My first week has been splendid!  Drs. Anton and Tania Stoltz are wonderful hosts.  Tania is a splendid cook and I doubt I will lose any weight while here these six weeks.  They have a three and a half year old son named Armand who goes with his mother and her dog to her office each day!  The Guest House is set on a steep hill overlooking Pretoria.  Rose, the maid comes in every day and gives me clean, fresh sheets and towels.  She does the laundry and irons my clothes too!  The guesthouse is well appointed and could be mistaken for a fine hotel.  I have my second car, just got it today, a Nissan with manual transmission…a step up from the Opal I had for the first 4 1/2 days.  The trip to Hammanskraal takes me approximately 45 minutes going at speed limit which is 120 k/h.  Hammanskraal is one of the homelands where thousands of people live in tiny houses stacked on each other.  There are such houses stretching as far as the eye can see in all directions.  After adjusting to jet lag, today is the first day that I can truly say I feel recovered.

The first day at Hammanskraal’s Jubilee Hospital we saw approximately 170 patients in the HIV Wellness Clinic.  Jubilee serves a very large area, not just Hammanskraal, but the entire Gauteng Province and is a secondary referral hospital from the rural clinics.  I had two doctors in the wellness clinic, Dr. Michael Thomas Rambau (Tom), and Dr. Vusimuzi Baloy (Vusi).  Tom is 67 years old and is quite the talker.  Vusi is much younger, only 33 years old.  Both of these gentlemen seem quite eager to learn.  I was quite impressed with their competence and willingness to see the huge number of people that flooded the clinic.  There really was not enough time for the physicians to do proper examinations and history review.  This will definitely lead to the practice of poor medicine.  I am empathetic and understand the need for brevity because of the numbers of people they must see.  Nevertheless, this is not HIV medicine at its best.

The other doctor, Dr.Raymond Mabuse, the liaison between hospital ward physicians and the wellness clinic, I only met briefly on the first full day, Tuesday 07/07/09.  I only saw him again briefly on Wednesday and not at all on Thursday or today, Friday.  I do not know the details of why I haven’t seen him. I made hospital ward rounds with Dr. Fritz Kinkel from FPD and the ward doctors: Dr. Morekane Ramasod (lady) and Dr. Stanley Matlala in Ward 2, the female HIV ward.  Both of these doctors are doing their four month public service stints. Dr. Boikhutso (lady) and Dr. Isila in Ward 3, the male ward.  Dr. Boikhutso is also doing her four month public service.  Dr Isila is a government doctor who is chief of the HIV medicine wards.

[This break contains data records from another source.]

PR #1768, opened 2023-06-13
fix(update-assignment-function): Replace return of map with lom lom id

SHDBramVandenbussche:


src/assignment/assignment.service.ts
```diff
@@ -410,10 +410,12 @@ export class AssignmentService {
 				original.blocks || [],
 				update.blocks || []
 			);
+			console.log(update);
 
 			await AssignmentService.deleteAssignmentLomLinks(original.id);
 
-			const loms = map(update.loms, 'lom_id');
+			const loms = update.loms.map((lom) => lom.lom.id);
+			console.log(loms);
```
WardVerc1, line 418: Remove console.log

WardVerc1 (approved):

bertyhell (approved):

PR #1770, opened 2023-06-13
feat(avo-2669): add max length for labels

SHDBramVandenbussche:
[AVO-2669](https://meemoo.atlassian.net/browse/AVO-2669)

Before:
image

After:
image

[AVO-2669]: https://meemoo.atlassian.net/browse/AVO-2669?atlOrigin=eyJpIjoiNWRkNTljNzYxNjVmNDY3MDlhMDU5Y2ZhYzA5YTRkZjUiLCJwIjoiZ2l0aHViLWNvbS1KU1cifQ


src/assignment/components/modals/ManageAssignmentLabels.tsx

Several problem patients were identified: One was a female patient admitted the night before with fulminant PCP pneumonia.  The ward doctors had started her on appropriatly on an antibiotic but we suggested that she also was started on high dose steroids.  She was alert and talking to us albeit short of breath.  When I arrived this morning to make rounds, her bed was empty…she had expired during the night.  I asked if thesteroids had been given.  The answer was a nonchalant “I don’t know”!

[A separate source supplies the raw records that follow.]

PR #1771, opened 2023-06-13
feat(avo-2620): added share type filter on collection overview page

WardVerc1:
image
image
Ticket: https://meemoo.atlassian.net/browse/AVO-2620

### DIFF
--- a/src/collection/collection.service.ts
+++ b/src/collection/collection.service.ts
@@ -1288,13 +1288,14 @@ export class CollectionService {
 		}
 	}
 
-	static async fetchCollectionsByOwner(
+	static async fetchCollectionsByOwnerOrContributorProfileId(
 		user: Avo.User.User,
 		offset: number,
 		limit: number | null,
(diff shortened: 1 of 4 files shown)


src/collection/collection.service.ts
```diff
@@ -1288,13 +1288,14 @@ export class CollectionService {
...
-	static async fetchCollectionsByOwner(
+	static async fetchCollectionsByOwnerOrContributorProfileId(
 		user: Avo.User.User,
 		offset: number,
 		limit: number | null,
 		order: Record<string, 'asc' | 'desc'> | Record<string, 'asc' | 'desc'>[],
 		contentTypeId: ContentTypeNumber.collection | ContentTypeNumber.bundle,
-		filterString: string | undefined
+		filterString: string | undefined,
+		shareTypeIds?: string[] | undefined
```
SHDBramVandenbussche, line 1298: When you use optional parameters doesn't that make them of type ... | undefined  as default? I don't think you can just give line 1297 and 1298 a type of string / string[] and make them optional.

SHDBramVandenbussche (approved):

PR #1777, opened 2023-06-16
fix: general fixes

SHDBramVandenbussche:
- Delete loms and contributors keys from assignment object before updating, fix typing issue
- Add conditional render to publish en share button

### DIFF
--- a/src/assignment/components/AssignmentActions.tsx
+++ b/src/assignment/components/AssignmentActions.tsx
@@ -10,6 +10,7 @@ import type { Avo } from '@viaa/avo2-types';
 import classNames from 'classnames';
 import React, { FunctionComponent, useCallback, useEffect, useMemo, useState } from 'react';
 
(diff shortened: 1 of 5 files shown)


src/assignment/components/AssignmentActions.tsx
```diff
@@ -176,30 +179,36 @@ const AssignmentActions: FunctionComponent<AssignmentActionsProps> = ({
 		/>
 	);
 
-	const renderPublishButton = (config?: Partial<ButtonProps>) => (
-		<Button type="secondary" {...config} />
-	);
+	const renderPublishButton = (config?: Partial<ButtonProps>) => {
+		if (route !== APP_PATH.ASSIGNMENT_DETAIL.route) {
```
bertyhell, line 183: you're checking if the current page is the detail route
but this component isn't used on the detail page

is this a mistake?

bertyhell (approved):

The other patient was a man I saw on Thursday who was very confused and close to being obtunded.  He had been there several days and basically had not been cared for.  Nobody knew where he had come from, there were no relatives to be called.  The poor man was curled up in his bed, mouth-breathing had formed thick scum on his teeth…nobody bothered to give mouth care.  The ward doctors had ordered HIV testing which was positive and CD4 count was only 1 (one)!!!  He responded to me calling his name but he could hardly do more than that.  I instructed the staff to start HAART immediately or the man would surely die.  Since only the HIV Wellness Clinic physicians can prescribe HAART medications, the chart was taken to the outpatient clinic.  Dr. Tom Rambau looked at the chart but did not bother to go see the patient.  He merely wrote in the chart that the patient must have counseling  and have liver function tests first before HAART would be prescribed!  Today I went  to make rounds in the wards and found that HAART had still not been started.  Needless to say, in short order the man had HAART!  Dr. Tom’s argument was that the SA Guidelines had to be followed.  Counseling! To a basically unresponsive patient?!  Liver function tests!  The man was going to die without the medications, it is his only hope.

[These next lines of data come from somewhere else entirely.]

PR #1800, opened 2023-06-30
feat(avo-2652): Add an attempt to request edit status and redirect in case of fail with toast message

SHDBramVandenbussche:
[AVO-2652](https://meemoo.atlassian.net/browse/AVO-2652)
[AVO-2661](https://meemoo.atlassian.net/browse/AVO-2661)

[AVO-2652]: https://meemoo.atlassian.net/browse/AVO-2652?atlOrigin=eyJpIjoiNWRkNTljNzYxNjVmNDY3MDlhMDU5Y2ZhYzA5YTRkZjUiLCJwIjoiZ2l0aHViLWNvbS1KU1cifQ
[AVO-2661]: https://meemoo.atlassian.net/browse/AVO-2661?atlOrigin=eyJpIjoiNWRkNTljNzYxNjVmNDY3MDlhMDU5Y2ZhYzA5YTRkZjUiLCJwIjoiZ2l0aHViLWNvbS1KU1cifQ

### DIFF
--- a/src/assignment/views/AssignmentEdit.tsx
+++ b/src/assignment/views/AssignmentEdit.tsx
@@ -76,7 +76,7 @@ import AssignmentResponses from './AssignmentResponses';
 
 import './AssignmentEdit.scss';
 import './AssignmentPage.scss';
-import { buildLink } from '../../shared/helpers';
+import { buildLink, CustomError } from '../../shared/helpers';
 import { InActivityWarningModal } from '../../shared/components';
 
 interface AssignmentEditProps extends DefaultSecureRouteProps<{ id: string; tabId: string }> {
@@ -135,11 +135,15 @@ const AssignmentEdit: FunctionComponent<AssignmentEditProps> = ({
 		updateBlocksInAssignmentState
 	);
 
-	useEffect(() => {
+	const updateAssignmentEditorWithLoading = useCallback(async () => {
 		setAssigmentLoading(true);
-		updateAssignmentEditor();
+		await updateAssignmentEditor();
 		setAssigmentLoading(false);
-	}, []);
+	}, [setAssigmentLoading]);
+
+	useEffect(() => {
+		updateAssignmentEditorWithLoading();
+	}, [updateAssignmentEditorWithLoading]);
 
 	useEffect(() => {
 		const param = match.params.tabId;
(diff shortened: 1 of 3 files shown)


WardVerc1 (approved):

src/assignment/views/AssignmentEdit.tsx
```diff
@@ -135,6 +135,12 @@ const AssignmentEdit: FunctionComponent<AssignmentEditProps> = ({
 		updateBlocksInAssignmentState
 	);
 
+	useEffect(() => {
+		setAssigmentLoading(true);
+		updateAssignmentEditor();
+		setAssigmentLoading(false);
+	}, []);
```
bertyhell, line 142: if you don't wait for the updateAssignmentEditor then there is no point in setting the loading state, since it will happen instantly
you can await inside a useEffect, so my solution is:
```suggestion
	const updateAssignmentEditorWithLoading = useCallback(async () => {
		setAssigmentLoading(true);
		await updateAssignmentEditor();
		setAssigmentLoading(false);
	}, [setAssigmentLoading]);
	
	useEffect(() => {
		updateAssignmentEditorWithLoading();
	}, [updateAssignmentEditorWithLoading]);
```

or maybe set the loading state inside the updateAssignmentEditor function?

src/assignment/views/AssignmentEdit.tsx
```diff
@@ -734,11 +738,11 @@ const AssignmentEdit: FunctionComponent<AssignmentEditProps> = ({
...
-			!canEditAllAssignments ||
-			(assignment &&
-				!isUserAssignmentOwner(user, assignment) &&
-				!isUserAssignmentContributor(user, assignment) &&
-				!canEditAllAssignments)
+			// !canEditAllAssignments ||
+			assignment &&
+			!isUserAssignmentOwner(user, assignment) &&
+			!isUserAssignmentContributor(user, assignment) &&
+			!canEditAllAssignments
```
bertyhell, line 745: Assignment is always defined, because it is the form state
You want to check for an id to be sure it is an exisiting assignment that has been fetched from the database
```suggestion
			!canEditAllAssignments &&
			assignment?.id &&
			!isUserAssignmentOwner(user, assignment) &&
			!isUserAssignmentContributor(user, assignment)
```

src/collection/components/CollectionOrBundleEdit.tsx
```diff
@@ -195,6 +195,12 @@ const CollectionOrBundleEdit: FunctionComponent<
 		icon: IconName.alertTriangle,
 	} as LoadingInfo;
 
+	useEffect(() => {
+		setLoadingInfo({ state: 'loading' });
+		updateCollectionEditor();
+		setLoadingInfo({ state: 'loaded' });
+	}, []);
```
bertyhell, line 202: preferably we use a react-query wrapper for this, so we get the loading state from the library for free.
eg: https://github.com/viaacode/hetarchief-client/blob/master/src/modules/visits/hooks/update-visit.ts

bertyhell (changes requested):

src/assignment/views/AssignmentEdit.tsx
SHDBramVandenbussche: assignment is possibly undefined somehow and typescript complains about it if i remove the check
image

bertyhell (approved):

Today, Friday July 10,2009, started well.  I had been asked to make a lecture presentation every Friday to the entire hospital physician staff since HIV affects every aspect of medicine here in South Africa.  So all the department heads and most of the HIV doctors gathered in the main Boardroom at 8:45.  My lecture was on Basic HIV Virology made simple.  It went very well with questions being asked.  In the end they gave me a round of applause.  One physician said he had always been confused what “Reverse Transcriptase”, “Integrase”, “DNAase” meant.  After my lecture he told me it all crystallized for him and now he understood.  Quite gratifying.

That was my first week in South Africa!  I call it a great start.